From what you describe, I would say you have an imbalance and/or are lacking in certain nutrients needed by the plants. The first thing is to try to figure out what's out of whack. Then you can take the steps to correct it. Typically, you would manually clean/remove as much as possible, do a major water change and make sure your ferts, CO2 (or Excel), and lighting/photoperiod are all in order.


----------



## George02 (Jan 11, 2007)

Bert,

I apologize, I should have included my lighting info in the original post. 20 gallon tank I have 65watt light for 9 hours a day. 10 gallon tank is 30 watt light for 11 hours a day. I leave lights on longer in the 10 gallon because of fry.
20 gallon tank has been setup for about 8 months and 10 gallon for about 3 months.

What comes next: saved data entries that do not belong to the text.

PR #10300, opened 2021-04-29
MULE-18580: ZonedDateTime Parameters are not parsed from Strings

dabreu:


tests/test-extensions/some-extension/src/main/java/org/mule/test/some/extension/SomeExtension.java
```diff
@@ -7,22 +7,37 @@
 
 package org.mule.test.some.extension;
 
+import org.mule.runtime.extension.api.annotation.Configuration;
+import org.mule.runtime.extension.api.annotation.Configurations;
```
ndinu, line 11: remove unused import

tests/test-extensions/some-extension/src/main/java/org/mule/test/some/extension/SomeExtension.java
```diff
@@ -7,22 +7,37 @@
...
 import org.mule.runtime.extension.api.annotation.dsl.xml.Xml;
 import org.mule.runtime.extension.api.annotation.error.ErrorTypes;
+import org.mule.sdk.api.annotation.param.Optional;
+import org.mule.sdk.api.annotation.param.Parameter;
 import org.mule.test.heisenberg.extension.HeisenbergErrors;
 
+import java.time.ZonedDateTime;
+
 @Extension(name = "SomeExtension")
+@Configuration(name = "config")
```
SebaElizalde, line 26: why is this needed?

tests/test-extensions/some-extension/src/main/java/org/mule/test/some/extension/SomeOps.java
```diff
@@ -26,8 +29,27 @@
...
 
+  public SomeExtension retrieveConfiguration(@Config SomeExtension config) {
+    return config;
+  }
+
+  public ZonedDateTime retrieveOperationZonedDateTime() {
+    return zonedDateTime;
+  }
+
+  public boolean isAfter(ZonedDateTime zonedDateTimeParam, @Config SomeExtension config) {
```
SebaElizalde, line 46: it is not clear to me the purpose of this operation it just tests the isAfter method of the Java class

SebaElizalde (changes requested):

tests/test-extensions/some-extension/src/main/java/org/mule/test/some/extension/SomeExtension.java
dabreu: will do

tests/test-extensions/some-extension/src/main/java/org/mule/test/some/extension/SomeExtension.java
dabreu: I added the name in order to reference the config on the parameter-value-resolver.xml file

tests/test-extensions/some-extension/src/main/java/org/mule/test/some/extension/SomeOps.java
dabreu: The intention of this method was to add a test scenario to validate that a ZonedDateTime operation parameter/argument is being correctly parsed from the configured string on the flow xml file.

SebaElizalde: Maybe make the test just return the parameter then? Plus adding a parameter to the SomeOps class like you did:
```
  @Parameter
  @Optional
  private ZonedDateTime zonedDateTime;
```
 makes all methods/operations defined in that class also have that parameter already. So maybe this can be simplified so there are less parameters and it is not so confusing.

tests/test-extensions/some-extension/src/main/java/org/mule/test/some/extension/SomeExtension.java
SebaElizalde: oh, it became required because you added an optional parameter to the config?

tests/test-extensions/some-extension/src/main/java/org/mule/test/some/extension/SomeExtension.java
```diff
@@ -7,22 +7,36 @@
...
 @Export(classes = CustomConnectionException.class)
-@Sources({SomeEmittingSource.class, AnotherEmittingSource.class, YetAnotherEmittingSource.class})
+@Sources({SomeEmittingSource.class, AnotherEmittingSource.class, YetAnotherEmittingSource.class,
+    ParameterEmittingSource.class})
 @Xml(namespace = "http://www.mulesoft.org/schema/mule/some", prefix = "some")
 public class SomeExtension {
 
+  @Parameter
+  @Optional
+  private ZonedDateTime zonedDateTime;
```
SebaElizalde, line 37: Also if there aren't any differences in picking up a value from a config or a source or a parameter, maybe it is not needed to test all possible combinations (config + source + operation + another operation), but it does not hurt either... so I leave that up to you.

tests/test-extensions/some-extension/src/main/java/org/mule/test/some/extension/SomeOps.java
dabreu: Yes, makes sense, I will simplify the operation as you suggested

SebaElizalde (approved):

As far as ferts go, I've been following Seachem schedule form their website since I'm using their ferts. I'm using their entire line. Is this not a very good method to use? Here is the link to their dosing schedule http://www.seachem.com/products/planted.html you'd have to click on "dosing schedule" link on the right.


----------



## Bert H (Mar 2, 2004)

George, I would suggest that for the time being, drop your photoperiod to 8 hours on both tanks. My gut reaction is to say you don't have enough ferts for your plants/tank/conditions. Make sure you're dosing Excel daily, rather than every other day. Lack of CO2 and 65W on a 20gal can be problematic. Green spot algae is commonly seen when your phosphates are too low. 

In regards the green water, blackouts work well here. Do a search for details, I think a 3-4 day total blackout is quite effective against this. Then do a major water change, and dose back to normal levels (around 15ppm NO3, and 2-3ppm PO4).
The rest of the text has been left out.